*** MATERIALS PROVIDED Section Begins ***

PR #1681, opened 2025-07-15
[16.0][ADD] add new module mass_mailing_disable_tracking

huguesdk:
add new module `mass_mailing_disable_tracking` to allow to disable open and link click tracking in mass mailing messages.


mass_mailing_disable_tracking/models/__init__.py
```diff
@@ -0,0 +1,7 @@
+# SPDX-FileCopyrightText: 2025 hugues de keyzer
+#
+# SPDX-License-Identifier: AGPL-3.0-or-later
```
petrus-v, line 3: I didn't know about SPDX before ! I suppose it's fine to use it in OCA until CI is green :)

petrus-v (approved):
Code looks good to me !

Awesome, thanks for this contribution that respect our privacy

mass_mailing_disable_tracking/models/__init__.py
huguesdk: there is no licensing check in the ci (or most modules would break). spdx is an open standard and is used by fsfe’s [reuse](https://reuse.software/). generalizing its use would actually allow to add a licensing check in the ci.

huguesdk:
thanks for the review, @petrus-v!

*** MATERIALS PROVIDED Section Ends ***
*** MATERIALS PROVIDED Section Begins ***

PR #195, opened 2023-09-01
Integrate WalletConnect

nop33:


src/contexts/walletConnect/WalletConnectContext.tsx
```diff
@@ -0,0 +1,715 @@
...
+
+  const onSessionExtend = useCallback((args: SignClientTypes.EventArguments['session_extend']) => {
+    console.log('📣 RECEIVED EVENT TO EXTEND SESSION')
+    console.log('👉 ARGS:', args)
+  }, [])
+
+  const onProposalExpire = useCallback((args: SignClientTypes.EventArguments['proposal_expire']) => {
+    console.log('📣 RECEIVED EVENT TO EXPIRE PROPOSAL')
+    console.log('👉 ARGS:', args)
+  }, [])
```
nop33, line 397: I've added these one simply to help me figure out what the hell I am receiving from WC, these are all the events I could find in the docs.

*** MATERIALS PROVIDED Section Ends ***
*** MATERIALS PROVIDED Section Begins ***

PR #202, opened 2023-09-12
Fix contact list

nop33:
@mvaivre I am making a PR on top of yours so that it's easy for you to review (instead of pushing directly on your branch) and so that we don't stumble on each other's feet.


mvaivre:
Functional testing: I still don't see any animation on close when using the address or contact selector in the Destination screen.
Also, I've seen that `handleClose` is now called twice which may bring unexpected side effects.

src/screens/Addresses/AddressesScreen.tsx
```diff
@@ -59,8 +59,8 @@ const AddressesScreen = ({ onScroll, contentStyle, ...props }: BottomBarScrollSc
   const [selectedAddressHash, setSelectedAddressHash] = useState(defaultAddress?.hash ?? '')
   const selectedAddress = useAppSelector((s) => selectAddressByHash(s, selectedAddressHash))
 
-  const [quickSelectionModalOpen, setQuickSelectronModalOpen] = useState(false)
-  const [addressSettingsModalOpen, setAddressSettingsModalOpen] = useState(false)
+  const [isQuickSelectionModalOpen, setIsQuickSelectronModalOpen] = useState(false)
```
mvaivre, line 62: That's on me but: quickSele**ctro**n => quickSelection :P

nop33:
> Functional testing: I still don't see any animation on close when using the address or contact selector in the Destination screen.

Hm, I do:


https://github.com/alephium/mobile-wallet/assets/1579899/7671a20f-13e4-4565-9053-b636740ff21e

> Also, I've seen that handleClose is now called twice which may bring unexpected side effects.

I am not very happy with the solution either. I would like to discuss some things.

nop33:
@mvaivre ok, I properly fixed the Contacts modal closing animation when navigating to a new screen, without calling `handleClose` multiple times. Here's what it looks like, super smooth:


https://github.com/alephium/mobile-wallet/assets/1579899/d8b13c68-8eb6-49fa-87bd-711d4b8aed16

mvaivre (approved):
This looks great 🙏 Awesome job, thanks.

*** MATERIALS PROVIDED Section Ends ***

The answer is the run of lines above from the line containing "PR #1681, opened 2025-07-15" through the line containing "Code looks good to me !", copied exactly and alone.

OUTPUT OF THE TASK →
PR #1681, opened 2025-07-15
[16.0][ADD] add new module mass_mailing_disable_tracking

huguesdk:
add new module `mass_mailing_disable_tracking` to allow to disable open and link click tracking in mass mailing messages.


mass_mailing_disable_tracking/models/__init__.py
```diff
@@ -0,0 +1,7 @@
+# SPDX-FileCopyrightText: 2025 hugues de keyzer
+#
+# SPDX-License-Identifier: AGPL-3.0-or-later
```
petrus-v, line 3: I didn't know about SPDX before ! I suppose it's fine to use it in OCA until CI is green :)

petrus-v (approved):
Code looks good to me !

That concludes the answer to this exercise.